Australia is grappling with a critical shortage of essential medications for pregnant women due to a combination of manufacturing and distribution challenges, experts warn. These shortages are exacerbated by the fact that the only medications deemed safe for pregnancy are outdated and less profitable, leading pharmaceutical companies to discontinue their distribution.
An editorial in the Medical Journal of Australia on Monday urged the government to establish a dedicated body for the registration, importation, and production of crucial pregnancy medications, independent of profit considerations. The shortage is particularly severe for high blood pressure medications. Labetalol has been scarce since late 2023, and both immediate-release nifedipine, used to prevent early labor, and oxprenolol have been withdrawn from the Australian market for commercial reasons.
Associate Professor Stefan Kane, director of maternity services at Melbourne’s Royal Women’s Hospital and lead author of the editorial, attributed the issue to the systematic exclusion of pregnant women from clinical drug trials. “Due to concerns about the impact of medications on pregnant women, exacerbated by past disasters like thalidomide, we now see a significant gap in new drug developments for this group,” Kane said. This exclusion has left practitioners reliant on old, off-patent medications that are more susceptible to supply issues.

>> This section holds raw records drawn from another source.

PR #605, opened 2018-07-02
Feature/multiple level dropdown component

Bluesmile82:
PR for the Multi-level dropdown component to select either a group or an element of this group

Try: Data Explorer/ NDC-content / Sectors dropdown
The double group label in the group detail view is due to the data. It should be fixed in the import/backend.

image


simaob:
Could the issue with the doubled data be because of the datasource that we are showing? Maybe users should filter first by Data Source? I think Mengpin replied to a question about the filters on Basecamp, so maybe let's review tomorrow morning with Agnieszka as well.

agnessa:
Regarding the duplicates in sectors, can you please try `bundle exec rake indc:import` - I think this is a case of old data (updated recently)

agnessa:
In general regarding the NDC content explorer, have a look at Mengpin's comments here: https://basecamp.com/1756858/projects/13795275/messages/75502613#comment_631627605 - she says we don't need the data source filter. It also seems to me that category needs to be a 2-level dropdown like sectors, and indicators need to be reloaded based on category. That is probably not part of this PR though.

Bluesmile82:
Fixed the double parent in the group view. It was an internal bug in the multi-dropdown at the end

Bluesmile82:
The removing of the source in NDC and the filtering upon selection will be dealt with in other PRs, but thanks!

PR #609, opened 2018-07-04
Feature/data explorer link params

Bluesmile82:
- Update the link to the modules with parsed params from the filters (Right now just source and goals)
- Download button that links to Data explorer page with the params of the module (they come with the external- prefix and are translated immediately)

image
image


simaob:
Something seems amiss in my local.

I go to http://localhost:3000/ghg-emissions and at first the param for the data explorer is not set. Once I change source to PIK it fills that in, and I click the button and takes me to the Data Explorer page but then it crashes. I get the following error on the console:

screen shot 2018-07-05 at 14 28 50

Bluesmile82:
The GHG emissions is not adding the params to the URL on the default page. That is why you have this two errors. I'll fix that

Bluesmile82:
Ready again!

simaob:
It still breaks for me, if the first page I visit is the GHG Emissions and then I click on the download button.

If I do it the other way around, going first to the data explorer -> ghg emissions -> download button, it works. So there seems to be some issues with the loading/fetching order.

simaob:
Other than that the linking looks good. =)

Bluesmile82:
Thanks for the catch. Ready again! Solved some problems with the parsing too:
- CAIT AR4 is not present in the options but it is in GHG emissions so is parsed to AR2
- All the snake_case params are converted to kebab-case

PR #613, opened 2018-07-05
Fix/pathways not showing data

weberjavi:
[Basecamp thread](https://basecamp.com/1756858/projects/13795275/todos/357890262)

Fixes Pathways chart not displaying data. The bug was introduced when generating chart domain through [recharts API](http://recharts.org/#/en-US/api/XAxis#domain) (domain function was not taking x values and was returning `Infinity`).
http://localhost:3000/pathways/models

It also adds `Y axis` buffer to country compare:
http://localhost:3000/countries/compare?locations=ZAF%2CGBR


Bluesmile82:
Thanks for fixing this! There are some cases where the buffer is a bit too much, like the following. But it can maybe be handled in some other PR.
image

PR #614, opened 2018-07-05
Add Pathways section, filters and download link

Bluesmile82:
WIP - Until the links PR is merged and I can finish the link to pathways part. Also methodology is missing

This PR adds the pathways section to the data explorer:
- [x]  Add section on the router
- [x]  Fetch data, metadata from the production URL
- [x]  Add filters
- [x]  Fix download link
- [x] Add methodology from the different model, scenario, and indicator
- [x]  Fix double fetching
- [x]  Fix link to the module with params

image


simaob:
The links PR is now merged.

simaob:
@Bluesmile82 is this ready for review? can we remove the WIP?

Bluesmile82:
Ready!

Bluesmile82:
Should work now! Region locations are showing an id on the fetch because they don't have a iso_code

simaob:
So the backend needs to adapt to this? @agnessa can the backend handle the id if that is passed? or should we create "fake" iso's?

simaob:
The link back from the Data Explorer to Pathways doesn't seem to be working when selecting a location that has an ISO code. As it doesn't get translated to an id.

Bluesmile82:
Ready again! Thanks for the catch. Too many edge cases 😅

weberjavi:
@Bluesmile82 just a doubt, would make sense to store the bulk data (without filters) and use it when filters are cleared instead of fetching again all the data every time the user clears a selection?

Bluesmile82:
I agree that this is maybe depending too much on the backend but after implementing pagination the load time will be much faster

simaob:
There's another PR with pre-filtering across selectors, so maybe that can be done afterwards!

PR #562, opened 2018-06-11
Feature/Add a download popup

qoobaa:

PR #616, opened 2018-07-09
Feature/download modal update

weberjavi:
This PR builds over #562 
It adds a survey each time a user wants to download some dataset (while the data explorer is not active on production this survey will get triggered when user tries to download a data set from the navigation download button).
TODO:
- [x]   Add user data to spreadsheet (follow [this gist](https://gist.github.com/qoobaa/5938bafd207e29fde46b80dc2398b9dc
) created by @qoobaa )

kapture 2018-07-09 at 9 56 21


weberjavi:
@Bluesmile82 , @simaob ready to review
I've shared a google spreadsheet where data gets stored. This spreadsheet is created with testing purposes, is to be decided where this data is going to live.

Bluesmile82:
This dropdown seems to be a bit cut at the first character. And also the scrollbar closes as in the other one. I'm beginning to think that is because they are inside a modal

image

Bluesmile82:
I think you shouldn't be able to subscribe if you don't enter an email

app/javascript/app/components/modal-download/modal-download-reducers.js
```diff
@@ -0,0 +1,37 @@
...
+const setModalDownloadParams = (state, { payload }) => ({
+  ...state,
+  isOpen: payload.open,
+  downloadUrl: payload.downloadUrl,
+  downloadSize: payload.size
+});
+
+const setRequiredFieldsError = (state, { payload }) => {
+  let isFieldRequiredEmpty = 0;
+  ['firstName', 'lastName', 'organization'].forEach(f => {
```
Bluesmile82: You could also use a some() loop

app/javascript/app/data/constants.js
```diff
@@ -341,6 +341,9 @@ export const SOURCE_IPCC_VERSIONS = [
   { name: 'UNFCCC - AR4', source_slug: 'UNFCCC', version_slug: 'AR4' }
 ];
 
+export const USER_SURVEY_SPREADSHEET_URL =
```
Bluesmile82: Let's move this to the .env

app/javascript/app/components/check-input/check-input-component.jsx
```diff
@@ -0,0 +1,39 @@
+import React from 'react';
+import { themr } from 'react-css-themr';
+import PropTypes from 'prop-types';
+import cx from 'classnames';
+
+import styles from './check-input-styles';
+
+const CheckInputComponent = props => {
```
Bluesmile82: Cool Toggle component 😎

simaob:
@Bluesmile82 and/or @weberjavi it feels to me that the theory of the closing dropdown on the modal, might be worth investigating.

weberjavi:
Yes @simao, i've taken a look into it and seems it is because an automatically setted `tabindex="-1"`, i'll try to fix it on this PR

weberjavi:
@Bluesmile82 addressed your suggestions. 
Remember to add `USER_SURVEY_SPREADSHEET_URL=https://script.google.com/macros/s/AKfycbzgN1G9IdLYO3KqlTC4gzBxR1UTX5bYXu1qRaiRn1oD9qoaq6s/exec` to env constants.

weberjavi:
I haven't been able to reproduce the padding issue in the countries dropdown.

simaob:
Can we close the modal after the user clicks the button?

simao:
@weberjavi Wrong @simao please use @simaob ;)

qoobaa:
429 Too Many Simãos

weberjavi:
😆 sorry.
Two Tiagos and two Simaos, that's tricky (portuguese doppelganger 👯‍♂️ )

weberjavi:
@simaob, @Bluesmile82 this PR is ready to review. I think is better to handle dropdown (on modal) bug in another PR, what do you think?

weberjavi:
Yes @simaob, Kuba has created a [gist](https://gist.github.com/weberjavi/26082683cde640f25ca47e1f95803637) with the steps. I'll create the task on pivotal and ask Ola for them to create a spreadsheet and share the macro with us. Ok?

simaob:
Sounds good. But for the moment we can use our own on staging.

simaob:
Btw, I just remembered that there was a requirement that I'm not sure I wrote on the story:

- a user should only be asked for his details once every 5 days. So if a user downloads one file, it gets asked and if he fills it in, then he can download other files for the next 5 days without being prompted (as long as he is using the same browser of course).

weberjavi:
@simaob updated with localStorage data with 5 days expiration 👆

weberjavi:
@simaob please check the updates on jenkins and docker files 🙏

PR #620, opened 2018-07-10
Fix dropdown scrollbar inside modal

Bluesmile82:
Remove tabindex from all the modals to be able to scroll with the scrollbars inside dropdowns.
Please check if you can find something better than this more than hacky solution

image

### DIFF
--- a/app/javascript/app/components/modal/modal-component.jsx
+++ b/app/javascript/app/components/modal/modal-component.jsx
@@ -5,6 +5,7 @@ import { themr } from 'react-css-themr';
 import Button from 'components/button';
 import Icon from 'components/icon';
 import closeIcon from 'assets/icons/sidebar-close.svg';
+import cx from 'classnames';
 import styles from './modal-styles.scss';
 
 class CustomModal extends PureComponent {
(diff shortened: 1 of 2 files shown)


simaob:
Something weird maybe... on the pages like Pathways or GHG Emissions I can not see the dropdown thingy when looking at select filters... same for Data Explorer. Not sure if it's related with this PR but I thought I'd check them to see if the behaviour was consistent.

Other than that dragging the dropdowns on the my Climate Watch modal seems fine now with these changes.

simaob:
By dropdown thingy I mean the: scrollbar, sorry. When scrolling on the selectors on the Pathways or GHG graphs I can't see the dropdown when I start scrolling (in Chrome) as I can see in My Climate Watch.

simaob:
OK, I think is independent from this PR, but here are some screenshots for information:

screen shot 2018-07-10 at 11 53 02 2
screen shot 2018-07-10 at 11 52 53 2

simaob:
See that the regions dropdown on pathways doesn't have a scrollbar, but the one on My Climate Watch does.

PR #625, opened 2018-07-11
Feature/mycw add model logos

weberjavi:
This PR adds model logo to MyCW visualizations (both on the visCreator and on the embedded modules). 
To see it in action it is mandatory to create a new visualization, because old ones have been already stored in the data base without the logo data.  
[Pivotal](https://www.pivotaltracker.com/story/show/158939295)
[Basecap](https://basecamp.com/1756858/projects/13795275/todos/357603432)  

kapture 2018-07-11 at 17 23 44


simaob:
The feature seems to be working, but I have a question. Why is it that when I edit an existing visualisation, even if I change the model, that the logo doesn't show up? Would that be possible? Otherwise we might be able to run a script to update existing charts on prod.

weberjavi:
@simaob if you only change the model but not the country, because the `state` has models data stored does not request models to the server hence not having the `logo` field (because it is consuming the old data), but if you change the country and therefore fetch models from the server the new data on the response has the `logo` data and it is displayed on the chart legend.
With the 'old' visualizations we are consuming data already stored that has an outdated structure.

The editorial contrasts the availability of over 50 drugs for high blood pressure in the general population with the mere six, all over 30 years old, available for pregnant women under Australian guidelines. This discrepancy limits access to newer medications that could offer fewer side effects and more stability in supply.
Australia’s sponsor-driven medication regulation system, which favors profitable new drugs over older, less lucrative ones, has exacerbated the problem. Since the pandemic, some manufacturers have ceased production of less profitable drugs, opting instead for more lucrative ventures. This “perfect storm” of factors is putting lives at risk, particularly in smaller regional and remote hospitals with limited access to critical medications.
Kane criticized the situation as indicative of broader systemic disadvantages faced by pregnant women. He emphasized that effective management of conditions like pre-eclampsia is crucial for maternal health. The editorial calls for alternative solutions to secure the supply of these medications, including supporting local production and ensuring safe inclusion of pregnant women in clinical trials.
Co-author Professor Amanda Henry of the George Institute for Global Health echoed the need to rethink the system to better balance the risks of including pregnant women in trials with the risks of their exclusion. Professor Barbara Mintzes from the University of Sydney highlighted the necessity for dedicated trials to test treatments commonly used off-label in pregnancy, underscoring that merely including a few pregnant women in existing trials would not address the current gaps.